Nutrition basics

What to eat on a GLP-1: a plain-language guide

Written by Tonic Editorial Updated June 28, 2026

Key takeaways

  • Protein tends to come first. Dietitian-informed guidance suggests eating protein-rich foods early in a meal, since appetite is often smaller on these medications.1 MedlinePlus calls protein the body’s building blocks, used to repair and make cells.2
  • Fiber and fluids work together. Health authorities suggest about 21–38 g of fiber a day for adults, added gradually, with plenty of water to help it move through.3
  • Smaller meals can ease the first days. Because these medicines slow how fast the stomach empties, guidance notes smaller, more frequent meals and going easy on fatty foods may help.1
  • Hydration matters. Getting enough water daily is important, and preventing dehydration is emphasized because severe nausea or vomiting can cause fluid loss.4,1

Why does eating change on a GLP-1?

These medications change how your stomach and appetite work. They slow how fast the stomach empties, which can lead to bloating, fullness, and nausea, and people tend to eat less overall compared with a placebo.1

Because meals get smaller, what’s in them matters more. The peer-reviewed joint advisory from several nutrition and obesity societies notes that protein-rich foods can be eaten first so you’re more likely to get enough protein before you feel full.1 This is general guidance for how people often approach meals — not a personal meal plan.

Some digestive symptoms are common early on. The advisory notes that smaller, more frequent meals and avoiding fatty or very high-fiber foods in the first few days may help, and that avoiding large or high-fat meals can help some people.1

Why do dietitians emphasize protein?

Protein is a common priority in GLP‑1 nutrition guidance. MedlinePlus describes proteins as “the building blocks of life” and says you need protein to help your body repair cells and make new ones.2

For amounts, the joint advisory describes protein targets of roughly 1.2–1.6 g per kilogram of body weight per day proposed during active weight reduction.1 Individual needs vary, so that’s a reference range from the literature, not a number to apply to yourself without guidance.

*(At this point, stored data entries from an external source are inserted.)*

PR #534, opened 2022-08-28
Avoid using 'buffer-local-value' as a generalised variable

phikal:
Related to https://github.com/minad/consult/issues/636.

### DIFF
--- a/embark.el
+++ b/embark.el
@@ -602,8 +602,9 @@ Meant to be be added to `completion-setup-hook'."
   ;; available in the variable standard-output
   (embark--cache-info standard-output)
   (when (minibufferp completion-reference-buffer)
-    (setf (buffer-local-value 'embark--type standard-output)
-          (completion-metadata-get (embark--metadata) 'category))))
+    (with-current-buffer standard-output
+      (setq embark--type
+            (completion-metadata-get (embark--metadata) 'category)))))
 
 ;; We have to add this *after* completion-setup-function because that's
 ;; when the buffer is put in completion-list-mode and turning the mode


oantolin:
Why would they deprecate (setf buffer-local-value)? I don't really like this. Let me read up on the rationale before doing anything about it.

minad:
I don't think the deprecation of these variables is a good idea or justified, but whatever. These setters have side effects. cl-letf is not their only use case, but they are only deprecated because of the side effects there. Furthermore the (alist-get) gv also has a bad side effect but is used far too widely to be deprecated. All in all, a bad development...

For now I've refused merging this in packages. :-P

minad:
See https://github.com/minad/consult/issues/636#issuecomment-1229481271 where I also complained about this. But I am too lazy to debate with the maintainers. They are stubborn anyway. :-P

minad:
> I really have no opinion on this matter. All I know is that nothing changes upstream, all users will encounter at least one warning whenever an embark (or vertico, etc.) command is invoked.

No, the warning will only occur during package installation/compilation.

oantolin:
Reading the [mailing list thread](https://debbugs.gnu.org/cgi/bugreport.cgi?bug=26624) linked to by @tarsius in #546 has made me change my mind.

oantolin:
Thanks @phikal and @tarsius!

minad:
> Reading the [mailing list thread](https://debbugs.gnu.org/cgi/bugreport.cgi?bug=26624) linked to by @tarsius in https://github.com/oantolin/embark/pull/546 has made me change my mind.

@oantolin May I ask which argument in the thread convinced you? For `(setf (alist-get ...) ...)`, the corresponding `cl-letf` will also have side effects if you don't set the REMOVE argument.

~~~ elisp
(let ((list nil))
  (cl-letf (((alist-get 'key list) 123))
    nil)
  (message "LIST %S" list))
~~~

On the other hand if the key/value pair exists, there is no side effect, as in this case if the variable is already buffer-local before the `cl-letf`. I agree that the semantics are not nice but one could have also solved this differently:

1. Check that the pre-condition holds which makes `cl-letf` side-effect free.
2. Extend gv and cl-letf to store more state which allows fully recovery.

oantolin:
Oh, it's not really the case that some argument convinced me that `(setf buffer-local-value)` should be removed. What I meant when I said reading the thread made me change my mind is just that I previously did not know there was _any_ reason for deprecating `(setf buffer-local-value)`, and thought it was just arbitrary. Now I know there is at least some problem with it so the deprecation is not arbitrary; and thus it is unlikely to be reversed, which in turn means this change will need to be made eventually.

Personally I'd be in favor of fixing the issue of localness not being restored. I'd be quite happy with your option 2: extend gv and cl-letf to store more state.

Protein is in many everyday foods. MedlinePlus lists animal sources like meat, milk, fish, and eggs, and plant sources like soy, beans, legumes, nut butters, and some grains.2 Keeping muscle is part of why protein gets attention: the advisory notes that strength or mixed training is well established to help preserve lean mass during weight reduction.1

How do fiber and fluids fit in?

Fiber and water are often discussed together. MedlinePlus says dietary fiber adds bulk and makes you feel full faster, aids digestion, and helps prevent constipation.3

On amounts, MedlinePlus says the recommendation for older children, adolescents, and adults is 21–38 g of fiber each day, added gradually over a few weeks to avoid stomach distress — which lines up with the advisory’s note that high-fiber foods can be harder to tolerate in the first few days.3,1

Fluids help fiber do its job. MedlinePlus notes that water helps fiber pass through the digestive system and advises drinking plenty of fluids.3 The GLP‑1 advisory similarly encourages adequate fluids and fiber from foods to help manage constipation.1

How much should I drink?

Hydration is a recurring theme. The CDC says getting enough water every day is important for health, and that — because water has no calories — replacing sugary drinks with plain water can help reduce calorie intake.4

Staying hydrated also helps with side effects. The CDC notes drinking water can prevent dehydration, which may cause unclear thinking, mood change, overheating, constipation, and kidney stones.4

On these medications, fluid loss can be a concern. The joint advisory notes that dehydration from severe nausea, vomiting, or diarrhea can be serious, so efforts should be made to prevent it.1

Frequently asked

Is there an official "GLP-1 diet"?

There's no single official diet. What you'll find across sources like MedlinePlus and a joint advisory from nutrition and obesity societies is general guidance that comes up often: prioritize protein, get enough fiber and fluids, and eat smaller meals when appetite drops. These are common suggestions, not a personalized meal plan. A registered dietitian or your clinician can tailor any of this to you.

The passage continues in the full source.